13.    A computer usable storage medium having stored thereon a non-transitory computer readable program for the scheduling of meetings on the calendars of invitee users in a network of computer controlled user interactive display stations, wherein the computer readable program when executed on a computer causes the computer to:
    prompt an inviter, at a sending display station, to enter into an invitation a predetermined set of general attributes for the scheduled meeting;
    enable each invitee to predetermine a set of invitee-specific attributes applicable to each invitation; and
    enable each invitee to prioritize each inviter-predetermined general attribute and each invitee-specific attribute to a numerical priority level to determine the priority of said meeting on the invitee's calendar.

Independent claim 9 recites a traditional "computer" claim with functions that mirror the functions of the method claim 1, and independent claim 13 recites a traditional computer-readable medium (CRM) claim with functions that also mirror claim 1.  Alice was clear that a statutory category of a claim does not impact the analysis of patent-eligibility of the claim.  Thus, it would appear that all claims should be rejected under section 101.
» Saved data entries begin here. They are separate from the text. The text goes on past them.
Issue #2087, opened 2023-04-29
Semantic Sensor Issue in the latest main branch #2803


Jianghanxiao:
## Habitat-Sim version
main

## 🐛 Bug

The semantic sensor for FP dataset doesn't work. This is caused by the default value of flags_ in PbrDrawable. The [judging](https://github.com/facebookresearch/habitat-sim/commit/7d04cd50c693baca3ae3779fa4ee23c8e30da034#diff-7defdaa1f6c4ee65898cbc0d7e736247f90fb928ba30735ebcd9980f7ff64c23R204) here will always return True because the flags_ is initialized with that PbrShader::Flag::ObjectId. Here we should call this one to fix "materialData_->attribute<bool>("hasPerVertexObjectId")".

## Steps to Reproduce
Any scene in FP will have the problem

jturner65:
This PR should address this issue
https://github.com/facebookresearch/habitat-sim/pull/2090

PR #2088, opened 2023-04-29
Fix the semantic sensor that are incorrect for some dataset

Jianghanxiao:
## Motivation and Context

Fix the issue in #2087 

## How Has This Been Tested

Test on FP dataset

## Types of changes

The Flags_ in PbrDrawable is initialized with ObjectId, which makes useless to judge in the shader setting

## Checklist


Jianghanxiao:
Ohhh, maybe the best way is actually to initialize the FLAG_ with a 0. What's your opinions?

Jianghanxiao:
This is better fixed in #2090

PR #2083, opened 2023-04-25
--Convert materials to use magnum materials.

jturner65:
## Motivation and Context
This PR replaces the habitat gfx::MaterialData with Magnum's material implementations. This will expand support and potential capabilities, particularly for multi-layer materials and extensions, and make improvements to the PBR rendering in particular be much more easily realized.

## How Has This Been Tested

Existing tests pass. 

## Types of changes

- [ ] Docs change / refactoring / dependency upgrade
- [ ] Bug fix (non-breaking change which fixes an issue)
- [x] New feature (non-breaking change which adds functionality)
- [ ] Breaking change (fix or feature that would cause existing functionality to change)

## Checklist

- [x] My code follows the code style of this project.
- [x] My change requires a change to the documentation.
- [x] I have updated the documentation accordingly.
- [x] I have read the **CONTRIBUTING** document.
- [x] I have completed my CLA (see **CONTRIBUTING**)
- [ ] I have added tests to cover my changes.
- [x] All new and existing tests passed.

PR #2091, opened 2023-05-01
--[PBR part 3 of 3]Map KHR Extensions to PBRDrawables and Implement in Shader

jturner65:
## Motivation and Context
This PR ~~will introduce some limited support in our existing~~ rewrites our PBR shader and extends it to support Khronos-specified materials layers (ior, specular textures, clearcoat, anisotropy)  by 
- Mapping the ClearCoat and KHR extension fields that exist in a particular material layer to the PBRDrawable cache
- Using those cached values to be written into the shader
- Using those fields in the shader for the fragment color calculation.

Tangent-space TBN frame derivation is also supported when precomputed tangents are not provided, which enables the use of normal textures.

Extensions supported so far : 
1. KHR_materials_ior : instead of using a hardcoded DielectricSpecular of 0.04 (which assumes a material IOR of 1.5), we are using material-provided IOR (if exists) to derive the DielectricSpecular.  This mainly served as proof of concept and pipeline test.
https://github.com/KhronosGroup/glTF/tree/main/extensions/2.0/Khronos/KHR_materials_ior

2. KHR_materials_specular : The values in this extension consist of float and texture strength and color and texture specular colors.  These are used to modify the fresnel specular normal incidence and glancing incidence terms.
https://github.com/KhronosGroup/glTF/tree/main/extensions/2.0/Khronos/KHR_materials_specular

3. KHR_materials_clearcoat : The values in this extension consist of a float and texture strength, a 3-vector and texture color and a texture-based normal.  Currently the normal support is incomplete (it uses base normal), but otherwise clearcoat is supported.
https://github.com/KhronosGroup/glTF/tree/main/extensions/2.0/Khronos/KHR_materials_clearcoat

4. Generating tangents for normal textures, clearcoat normal textures and anisotropy when precomputed tangents are not provided.  Using a partial derivative calculation in the fragment shader on both position and texture coordinates, the ability to generate tangent-space TBN frame was added.  This follows the concept given here https://jcgt.org/published/0009/03/04/paper.pdf Section 3.3.

5. KHR_materials_anisotropy : The values in this extension consist of a strength value, a direction in tangent-space, and potentially a texture. These are used to give a directional bias to the specular calculation. 
https://github.com/KhronosGroup/glTF/tree/main/extensions/2.0/Khronos/KHR_materials_anisotropy

## Comparison Before and After videos of PBR changes using a Floorplanner scene
A few things to note : 
 - There is no Image Based Lighting in either example.  These are intended only to showcase the differences in the direct lighting PBR calculations.
 - Both videos have the same lighting configuration.
 
Below is the current state of the PBR shader:

https://github.com/facebookresearch/habitat-sim/assets/1093953/3db68d7d-2bbf-492c-8f76-0c6e7baa62aa

And here is an example of the same scene with this PR's updated PBR shader computations

https://github.com/facebookresearch/habitat-sim/assets/1093953/8aa71ed9-9f94-483b-aa4b-afe47f79fa88

A few improvements to notice : 
1. The floor in the first example is washed out and hard to see. Compare this to the floor in the updated shader.
2. Note the shadows in interior of the the washer/dryer between the old and new shader. In the new shader they follow a more realistic interior geometry, which becomes even more apparent with IBL (see below). This improved "shadow"/normal behavior is due to the addition of **generated tangents**.
3. The picture frame by the dinner table has appropriate specularity in the new shader. This was lacking due to a small calculation bug in the original PBR shader.
4.  There are a cluster of 3 white capsule-like statues at approximately 1/3 of the way through each video.  In the current PBR shader they are flat, whereas in the new PBR shader they have a nice shine and a dark edge to them - that's the **clearcoat** layer in action.
5. In the old shader many objects are flat and dull, including the plants, furnishings in the kitchen, the ceramic cactus in the bedroom and the thermos-looking statues by the television.  Compare these with the new shader.  Many of these owe their shine to a **clearcoat** layer, and some have **specular textures.**

## New PBR with IBL
Here's that same scene lit with both the current default lights on main and the current IBL setup on main, weighted equally 50/50.

https://github.com/facebookresearch/habitat-sim/assets/1093953/734b8996-2071-43e9-8b26-7b792e81834b

## How Has This Been Tested
Existing c++ and python tests pass, with new test images where appropriate.

## Types of changes

## Checklist


jturner65:
I fully expect Simtest to fail, since I am changing the PBR shader and the core lighting. The images for a few tests will probably have to be retaken.

src/esp/gfx/PbrDrawable.h
```diff
@@ -42,8 +44,107 @@ class PbrDrawable : public Drawable {
     Mn::GL::Texture2D* roughnessTexture = nullptr;
     Mn::GL::Texture2D* metallicTexture = nullptr;
```
mosra, line 46: Er, wait, I thought the shader was using a combine roughness + metallic texture? Because that's what glTF uses, and that's why roughness is in the G channel and metalness in B.

Same is for clearcoat below (factor in R, roughness in G), glTF for some reason uses separate texture properties, however you can enforce / check for this packing with [hasLayerFactorRoughnessTexture()](https://doc.magnum.graphics/magnum/classMagnum_1_1Trade_1_1PbrClearCoatMaterialData.html#aaf4e07e8fd6af18831e271a8d0e67fbd).

src/esp/gfx/PbrShader.h
```diff
@@ -185,28 +190,91 @@ class PbrShader : public Magnum::GL::AbstractShaderProgram {
...
+    /**
+     * Has Roughness Texture in ClearCoat layer
+     */
+    CCLayer_RoughnessTexture = (1 << 15) | ClearCoatLayer,
+    /**
+     * Has Normal Texture in ClearCoat layer
+     */
+    CCLayer_NormalTexture = (1 << 16) | ClearCoatLayer,
+
+    CCLayer_NormalTextureScale = (1 << 17) | ClearCoatLayer,
```
mosra, line 213: The `NormalTextureScale` flag is useless, that feature is so cheap that it makes sense to have it enabled implicitly together with `NormalTexture` (I do exactly that in the Phong shader). Thus same here for the clear coat layer.

src/esp/gfx/PbrShader.h
```diff
@@ -185,28 +190,91 @@ class PbrShader : public Magnum::GL::AbstractShaderProgram {
...
+    // TODO : possibly break out each layer's flags to a separate flags state
+    // machine?
+    /**
+     * Has ClearCoat Texture in ClearCoat layer
+     */
+    CCLayer_CCTexture = (1 << 14) | ClearCoatLayer,
+    /**
+     * Has Roughness Texture in ClearCoat layer
+     */
+    CCLayer_RoughnessTexture = (1 << 15) | ClearCoatLayer,
```
mosra, line 207: These could be merged into one, `ClearCoatFactorRoughnessTexture`, as per my suggestion with the swizzles above.

Similarly for the code that was already there, it doesn't make sense to have separate `MetallicTexture` and `RoughnessTexture` as there's already `NoneRoughnessMetallicTexture`. I doubt these variants were ever sufficiently tested given there's basically no assets that wouldn't have a combined R/M texture, so just drop them.

src/esp/gfx/PbrShader.h
```diff
@@ -185,28 +190,91 @@ class PbrShader : public Magnum::GL::AbstractShaderProgram {
...
+
+    /**
+     * Has Specular Texture in KHR_materials_specular layer
+     */
+    SpecLayer_SpecTexture = (1 << 19) | SpecularLayer,
+
+    /**
+     * Has Specular Color Texture in KHR_materials_specular layer
+     */
+    SpecLayer_SpecColorTexture = (1 << 20) | SpecularLayer,
```
mosra, line 230: Again, as [the extension states](https://github.com/KhronosGroup/glTF/blob/main/extensions/2.0/Khronos/KHR_materials_specular/README.md), these two are commonly packed into a single texture, so you could treat them as one.

Unfortunately, as there's no builtin material support in Magnum for `KHR_materials_specular`, there's no easy check if the material indeed has such packing, so you have to do that by hand for now.

src/esp/gfx/PbrShader.h
```diff
@@ -185,28 +190,91 @@ class PbrShader : public Magnum::GL::AbstractShaderProgram {
      * will use the node's semantic ID
      */
     InstancedObjectId = (1 << 12) | ObjectId,
+
+    /**
+     * Has ClearCoat layer.
+     */
+    ClearCoatLayer = 1 << 13,
+    // TODO : possibly break out each layer's flags to a separate flags state
+    // machine?
```
mosra, line 199: Just name them nicer, and no shorthands ;) With the suggested variant reduction I think it's not too bad.

Also I wouldn't add everyting under the sun, just what _actually_ gets implemented in the shader in the end. E.g., for `KHR_materials_transmission` there's not even proper support for correct depth-ordered transparency yet, and additionally `KHR_materials_volume` would need to be implemented with some kind of raytracing. It'll make sense to implement those once Habitat gets _some_ transparency support at least.

src/esp/assets/ResourceManager.cpp
```diff
@@ -2088,20 +2088,23 @@ namespace {
...
+                                  std::string& debugStr) {
   switch (typeToCheck) {
     case ObjectInstanceShaderType::Phong: {
       bool compRes =
           bool(materialData.types() & Mn::Trade::MaterialType::Phong);
-      ESP_DEBUG() << "Forcing to Phong | Material currently"
-                  << (compRes ? "supports" : "does not support") << "Phong";
+      Cr::Utility::formatInto(debugStr, debugStr.size(),
+                              "Forcing to Phong | Material currently {} Phong",
+                              (compRes ? "supports" : "does not support"));
```
mosra, line 2099: I hope you're aware of this, but just in case -- if debug output is disabled, the whole `ESP_DEBUG()` expression (and similar) is a no-op, so as cheap as if you wouldn't print anything at all. We designed them like that with Erik Wijmans to make sure they're not adding extra overhead when the output isn't wanted.

However, what you do here (and what seems to be a common pattern in your code) is _unconditionally_ appending a formatted string to somewhere, which will be done always, allocating memory that's then possibly thrown away at the end. A whole different performance characteristic, and possibly a significant contribution to the overall slowness given how extremely verbose Habitat's logging became over the years.

src/esp/gfx/PbrDrawable.cpp
```diff
@@ -142,6 +144,158 @@ void PbrDrawable::setMaterialValuesInternal(
...
+    if (materialData_->hasAttribute("#KHR_materials_ior", "ior")) {
+      matCache.ior_Index =
+          materialData_->attribute<float>("#KHR_materials_ior", "ior");
+    }
+
+  }  // has KHR_materials_ior layer
+
+  ////////////////
+  // KHR_materials_specular layer
+  if (materialData_->hasLayer("#KHR_materials_specular")) {
```
mosra, line 200: While material attribute lookup by name is logarithmic, layer lookup by name is linear, so with each of those you have a `O(m + log n)`. I'll document that better, it doesn't seem to be stated clearly enough. There's [findLayerId()](https://doc.magnum.graphics/magnum/classMagnum_1_1Trade_1_1MaterialData.html#a1845070c3a94b31a749e318cb16bc887), use it like this:

```cpp
if(const Containers::Optional<UnsignedInt> specularLayerId = 
    materialData_->findLayerId("#KHR_materials_specular")) 
{
    materialData->attribute(specularLayerId, "...");
    ...
}    
```

And `hasAttribute()` and `attribute()` is also an unnecessary double lookup, so you can use the same pattern with `findAttributeId()` `findAttribute()`, `attributeOr()` etc. -- read the docs. It's also *significantly* less typing that way!

```cpp
if(const Containers::Optional<Float> specularFactor = 
    materialData_->findAttribute<Float>(specularLayerId, "specularFactor")) 
{
    matCache.spec_SpecularFactor = specularFactor;
}
```

This might apply also to the new code in https://github.com/facebookresearch/habitat-sim/pull/2083, I unfortunately didn't have the bandwidth to check everything there as well.

src/esp/assets/ResourceManager.cpp
jturner65: Yes, I am aware of this, and I do understand the cost overhead of unconditionally constructing the string. However, I felt the overhead was worth it, at least now while in active development, in order to minimize the number of lines of debug spam.  Would be great if we could make the debug streams able to be appended without newlines.

mosra: [Flag::NoNewlineAtTheEnd](https://doc.magnum.graphics/corrade/classCorrade_1_1Utility_1_1Debug.html#aa346e932b5141006c49777ddacfaf600af29e1bcd00663e0b5d5a74d31baa9e96) passed to `ESP_DEBUG()`? All flags that Corrade's `Debug` constructor accepts the macro can as well.

jturner65: So as long as all the debug messages in a sequence are semantically related, I can use that flag to create a coherent informational line from multiple sequential sources? I like that, thanks!

jturner65: Unfortunately that also prepends the informational header to each separate stream call (timestamp, subsystem, file, etc).  Looks like excluding that redundant information would require some extra logging development.  I'll put that on my plate to investigate (proper support of no newlines in logging).

src/esp/gfx/LightSetup.cpp
```diff
@@ -76,12 +76,34 @@ LightSetup getLightsAtBoxCorners(const Magnum::Range3D& box,
...
+       {0.6, 0.6, 0.6},
+       LightPositionModel::Global},  // downward
+
+      // camera-relative
+      {{0.0, -0.1, -1.0, 0.0},
+       {0.3, 0.3, 0.3},
+       LightPositionModel::Camera},  // forward
+      {{0.0, -0.3, 1.0, 0.0},
+       {0.5, 0.5, 0.5},
+       LightPositionModel::Camera},  // backward (for glancing speculars)
```
0mdc, line 104: I would avoid emitting light from the camera by default.

src/shaders/pbrStructs.glsl
```diff
@@ -0,0 +1,240 @@
...
+                   // anisotropyRotation provides additional rotation to
+                   // the vectors in the texture.
+};
+
+#if (LIGHT_COUNT > 0)
+
+//////////////////////////
+// Structure holding per-light anisotropy-related lighting info to faciliate
+// passing as function args
+struct AnistropyDirectLight {
```
0mdc, line 73: Typo: Anistropy

src/shaders/pbrStructs.glsl
```diff
@@ -0,0 +1,240 @@
...
+  // diffuse color used by calculations
+  vec3 diffuseColor;
+  // Achromatic dielectric material f0 : fresnel reflectance at normal
+  // incidence based on given IOR. Specular layer data modfies this
+  vec3 dielectric_f0;
+  // dielextric/metallic f0 : fresnel reflectance color at normal
+  // incidence based on given IOR. Specular layer data modfies this
+  vec3 specularColor_f0;
+  // glancing incidence dielectric/metallic reflectance. Specular layer data
+  // modfies this
```
0mdc, line 153: Nit: mod`i`fies

src/shaders/pbrUniforms.glsl
```diff
@@ -0,0 +1,152 @@
...
+#endif
+
+// -------------- uniforms ----------------
+#if defined(OBJECT_ID)
+uniform highp uint uObjectId;
+#endif
+
+#if defined(NORMAL_TEXTURE)
+uniform mediump float uNormalTextureScale
+#ifndef GL_ES
```
0mdc, line 27: I'm unsure here, but I think that we can omit these `#ifndef GL_ES`.

src/esp/gfx/PbrShader.cpp
```diff
@@ -529,7 +774,8 @@ PbrShader& PbrShader::setLightColor(unsigned int lightIndex,
       lightIndex < lightCount_,
       "PbrShader::setLightColor: lightIndex" << lightIndex << "is illegal.",
       *this);
-  Mn::Vector3 finalColor = intensity * PBR_LIGHT_SCALE * color;
+  Mn::Vector3 finalColor = intensity * color;
+  // finalColor *= PBR_LIGHT_SCALE;
```
0mdc, line 778: We probably want to remove this here too.

0mdc (commented):
Nice work! I had a first look and left some minor comments.

src/esp/gfx/PbrTextureUnit.h
```diff
@@ -9,21 +9,30 @@
...
   Emissive = 3,
-  EnvironmentMap = 4,
-  IrradianceMap = 5,
-  BrdfLUT = 6,
-  PrefilteredMap = 7,
-  ShadowMap0 = 8,
-  ShadowMap1 = 9,
-  ShadowMap2 = 10,  // We support at most 3 shadows currently
+  ClearCoatFactor = 4,
+  ClearCoatRoughenss = 5,
```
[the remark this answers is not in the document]
jturner65: Not sure what you mean.  Clearcoat Roughness is available as a texture as well as a material-wide float value.

src/shaders/pbrBSDF.glsl
```diff
@@ -0,0 +1,221 @@
+// Copyright (c) Meta Platforms, Inc. and its affiliates.
+// This source code is licensed under the MIT license found in the
+// LICENSE file in the root directory of this source tree.
```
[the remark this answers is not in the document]
jturner65: why would we not do that?

src/esp/gfx/PbrTextureUnit.h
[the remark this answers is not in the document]
0mdc: I meant: Rough`e`nss

src/shaders/pbrMaterials.glsl
```diff
@@ -145,7 +145,9 @@ PBRData buildPBRData() {
   pbrInfo.view = normalize(uCameraWorldPos - position);
 
   // cos angle between view and normal
-  pbrInfo.n_dot_v = abs(dot(pbrInfo.n, pbrInfo.view));
+  // clamp to ensure range adherence, abs instead of epsilon to avoid errors at
+  // clancing angles
+  pbrInfo.n_dot_v = clamp(dot(pbrInfo.n, pbrInfo.view), 0.0, 1.0);
```
jturner65, line 150: I was experimenting with using the absolute value of the normal dot view instead of the clamp, and forgot to revert it. This in general looked just as good as the clamp, except in certain situations where it seems negative normal dot view results were indicated from a texture to give the object some kind of depth. In this case, the abs(n_dot_v) ended up looking weird.

First, an example of negative n_dot_v - frags with negative n_dot_v are the brightly colored teal->yellow, with the more yellow having the higher abs magnitude


ndotvNegative

Here's what this looks like if we just leave the negative n_dot_v  : 

ndotvNegNoGreen

Here's what the abs(n_dot_v) yielded - more character/variation in the area with the negative n_dot_v, but doesn't look quite right, spatially.

absNdotV

And here's the clamped negative n_dot_v to [0,1]  - the inner area is a bit ambiguous, but it at least looks appropriate, geometrically.

clampedNdotV

I don't clamp the normal to epsilon because that introduced artifacts around the edges. There are guards against zero n_dot_v where they would be needed.

jturner65: I thought it would be appropriate to chronicle one of the fundamental design decisions here (how to precondition n_dot_v) .

src/esp/gfx/PbrTextureUnit.h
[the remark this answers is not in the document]
jturner65: Ooops! thanks! Didn't even see it when you pointed it out. -sigh-

src/shaders/pbrBSDF.glsl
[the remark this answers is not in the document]
jturner65: Everywhere that I was influenced by existing code I left links for attribution.  There really isn't any copy-pasting of anything although certain implementations are very similar. Most of the functionality was developed sufficiently long ago (2012-2013) that it's kind of ubiquitous, in my limited experience, among these kinds of shaders.

The one exception to this is the partial-derivative-driven derivation of TBN.  This was from a paper in 2020.  I give reference to the original code, and to a newer, simpler implementation.

src/esp/gfx/PbrDrawable.cpp
```diff
@@ -419,6 +424,51 @@ void PbrDrawable::draw(const Mn::Matrix4& transformationMatrix,
     shader_->setTextureMatrix(matCache.textureMatrix);
   }
 
+  // clearcoat data
+  if (flags_ & PbrShader::Flag::ClearCoatLayer) {
```
mosra, line 428: Maybe just change all flag `&`s to `>=`? Unnecessary inconsistency that makes the reader look twice, and prone to accidents if some of the flags would be multiple bits.

src/esp/gfx/PbrShader.h
```diff
@@ -496,7 +582,7 @@ class PbrShader : public Magnum::GL::AbstractShaderProgram {
    */
   PbrShader& setLightColor(unsigned int lightIndex,
                            const Magnum::Vector3& color,
-                           float intensity = 1.0);
+                           float intensity = 1);
```
mosra, line 585: :eyes: 

`1.0f` maybe?

src/esp/gfx/PbrTextureUnit.h
```diff
@@ -9,21 +9,30 @@
 #include <Corrade/Containers/EnumSet.h>
 
 namespace esp {
+typedef unsigned char uint8_t;
```
mosra, line 12: :scream: why? 

This is a standard type, `#include <cstdint>`.

src/esp/gfx/PbrShader.cpp
```diff
@@ -129,6 +170,11 @@ PbrShader::PbrShader(Flags originalFlags, unsigned int lightCount)
                      ? rs.getString("shadowsVSM.glsl") + "\n"
                      : "")
       .addSource(rs.getString("pbrCommon.glsl") + "\n")
```
mosra, line 172: The `\n` shouldn't be necessary for the files anywhere, the files themselves should have a trailing newline. Git itself warns if they don't and I think clang-format even enforces that.

Also, the append of a `"\n"` will cause an unnecessary string allocation & copy, while without it'd be a zero-copy operation as the source string view is constant global memory.

src/esp/gfx/PbrShader.cpp
```diff
@@ -113,14 +126,42 @@ PbrShader::PbrShader(Flags originalFlags, unsigned int lightCount)
...
+      .addSource(flags_ >= Flag::AnisotropyLayerTexture
+                     ? "#define ANISOTROPY_LAYER_TEXTURE\n"
+                     : "")
+
       .addSource(flags_ & Flag::PrecomputedTangent
                      ? "#define PRECOMPUTED_TANGENT\n"
                      : "")
       .addSource(flags_ & Flag::ImageBasedLighting
-                     ? "#define IMAGE_BASED_LIGHTING\n"
+                     ? "#define IMAGE_BASED_LIGHTING\n#define TONE_MAP\n"
```
mosra, line 162:
```suggestion
                     ? "#define IMAGE_BASED_LIGHTING\n"
                       "#define TONE_MAP\n"
```

feels more readable to me. Question is whether clang-format has the same opinion tho.

src/esp/gfx/PbrShader.cpp
```diff
@@ -55,6 +51,26 @@ PbrShader::PbrShader(Flags originalFlags, unsigned int lightCount)
...
+              Flag::NormalTexture | Flag::EmissiveTexture))) ||
+       // clear coat
+       ((flags_ >= Flag::ClearCoatTexture) ||
+        (flags_ >= Flag::ClearCoatRoughnessTexture) ||
+        (flags_ >= Flag::ClearCoatNormalTexture)) ||
+       // specular layer
+       ((flags_ >= Flag::SpecularLayerTexture) ||
+        (flags_ >= Flag::SpecularLayerColorTexture)) ||
+       // anisotropy - always needs texCoords to get tangentspace map
+       (bool(flags_ & Flag::AnisotropyLayer)) ||
```
mosra, line 68: Same here, just use `>=` unconditionally, looks more consistent.

src/esp/gfx/Drawable.h
```diff
@@ -130,12 +130,13 @@ class Drawable : public Magnum::SceneGraph::Drawable3D {
...
+   * @param reset whether to reset underlying material or to write over it
    */
-  virtual void setMaterialValues(
-      CORRADE_UNUSED const Magnum::Resource<Magnum::Trade::MaterialData,
-                                            Magnum::Trade::MaterialData>&
-          material) {}
+  virtual void setMaterialValues(CORRADE_UNUSED const Magnum::Resource<
+                                     Magnum::Trade::MaterialData,
+                                     Magnum::Trade::MaterialData>& material,
+                                 CORRADE_UNUSED bool reset) {}
```
mosra, line 139: I don't like boolean argument in public APIs, it's unclear what is it supposed to mean unless you go and look at the definiton. E.g., is it "not setting the material values"? Is it a "dry run"? Etc.. 

Can this be done in some other way? As far as I see, in both the drawable implementations it's delegating to a private `setMaterialValuesInternal()` (for which a bool would be fine, as it's a private API). So having something like this -- for example -- would make sense I think:

```cpp
public:
    void setMaterialValues(material) {
        setMaterialValueInternal(Resource material, false);
    }
    void resetMaterialValues(material) {
        setMaterialValueInternal(Resource material, true);
    }
   
private:
    virtual void setMaterialValuesInternal(Resource material, bool reset);
```

Related useful reading: http://www.gotw.ca/publications/mill18.htm

src/esp/assets/ResourceManager.cpp
```diff
@@ -2445,70 +2441,76 @@ void ResourceManager::loadMaterials(Importer& importer,
...
+
         materialData = createUniversalMaterial(*materialData);
       }
 
       // This material data has any per-shader as well as global custom
       // user-defined attributes set excluding texture pointer mappings
       Corrade::Containers::Optional<Magnum::Trade::MaterialData>
           custMaterialData;
-
+      std::string shaderBeingUsed;
```
mosra, line 2469: Can be a StringView as it's always set to a literal.

mosra (commented):
Didn't go through the actual shader algorithms, but the GLSL code itself looks alright.

src/esp/gfx/PbrTextureUnit.h
jturner65: I was getting a warning and I thought this was better than an include :D

src/esp/gfx/PbrShader.cpp
jturner65: I'll find out :D

src/esp/gfx/Drawable.h
jturner65: Sure, I like that

src/esp/gfx/PbrTextureUnit.h
mosra: I don't think aliasing `uint8_t` / `std::uint8_t` with `esp::uint8_t` is a good idea.

Skylion007 (approved):

aclegg3 (approved):
LGTM, great step toward better rendering. :+1:

PR #2094, opened 2023-05-03
--[BUGFIX] Reverse directional lights before sending to uniform;

jturner65:
A long standing issue/bug with Habitat is that our directional lights have always been backwards - pointing away from the direction they are intended to be pointing toward.  This PR fixes this issue, without removing the performance benefit the backwards direction gave (in the phong and pbr shaders).  

The existing light setups using directional lights have been corrected in this PR, but any datasets that provide directional lighting will need to have those lights reversed, so this should probably be considered a breaking change.

## How Has This Been Tested
All existing c++ and python tests pass.

## Types of changes

## Checklist

### DIFF
--- a/src/esp/gfx/GenericDrawable.cpp
+++ b/src/esp/gfx/GenericDrawable.cpp
@@ -144,7 +144,7 @@ void GenericDrawable::updateShaderLightingParameters(
     // flip directional lights to faciliate faster, non-forking calc in
     // shader.  Leave non-directional lights unchanged
     pos *= (pos[3] * 2) - 1;
-    lightPositions.emplace_back(std::move(pos));
+    lightPositions.emplace_back(pos);
 
     const auto& lightColor = (*lightSetup_)[i].color;
     lightColors.emplace_back(lightColor);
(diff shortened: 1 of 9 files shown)


Skylion007 (approved):

src/esp/gfx/GenericDrawable.cpp
```diff
@@ -139,8 +139,12 @@ void GenericDrawable::updateShaderLightingParameters(
...
   for (Mn::UnsignedInt i = 0; i < lightSetup_->size(); ++i) {
     const auto& lightInfo = (*lightSetup_)[i];
-    lightPositions.emplace_back(getLightPositionRelativeToCamera(
-        lightInfo, transformationMatrix, cameraMatrix));
+    Mn::Vector4 pos = getLightPositionRelativeToCamera(
+        lightInfo, transformationMatrix, cameraMatrix);
+    // flip directional lights to faciliate faster, non-forking calc in
+    // shader.  Leave non-directional lights unchanged
+    pos *= (pos[3] * 2) - 1;
+    lightPositions.emplace_back(pos);
```
Skylion007, line 147:
```suggestion
    lightPositions.emplace_back(std::move(pos));
```

Skylion007: Oh whoops, I think it actually has a trivial copy ctor. It is some  ofthe Eigen classes are movable.

PR #2097, opened 2023-05-04
enable recompute_navmesh when creating sim with create_renderer==false

eundersander:
## Motivation and Context

The navmesh is needed for blind agents, batch rendering, and other use cases where the sim is created with `create_renderer==false`.

Note a potential source of confusion: when `create_renderer==false`, we don't load textures, upload mesh vertices to the GPU, or create "GL meshes". However, we still load mesh data from disk, so we can still generate a navmesh on the CPU.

Since the rejection of claims 1-8 under 35 U.S.C. § 101 was affirmed, the Board designated the rejection as a new ground of rejection, to the extent the rationale differed from that set forth by the Examiner, and Section 41.50(b) provides that "[a] new ground of rejection pursuant to this paragraph shall not be considered final for judicial review."  Thus, the Applicant has two months from the date of the decision to (1) Reopen prosecution and submit an appropriate response, or (2) Request rehearing.

As a note, with respect to the § 103 rejections, the Board reversed the Examiner's rejections since the cited art failed to describe all features of the independent claims.

As a take-away from this Decision, with the increase of § 101 rejections being levied upon Applicants by Examiners and the Board at the USPTO, Applicants must be diligent in forcing strict application of the framework set forth by Alice to avoid rejections unsupported by rationale reasoning.  Otherwise, literally any claim can be called into question as directed to some kind of "abstract idea".

DISCLAIMER: Because of the generality of this update, the information provided herein may not be applicable in all situations and should not be acted upon without specific legal advice based on particular situations.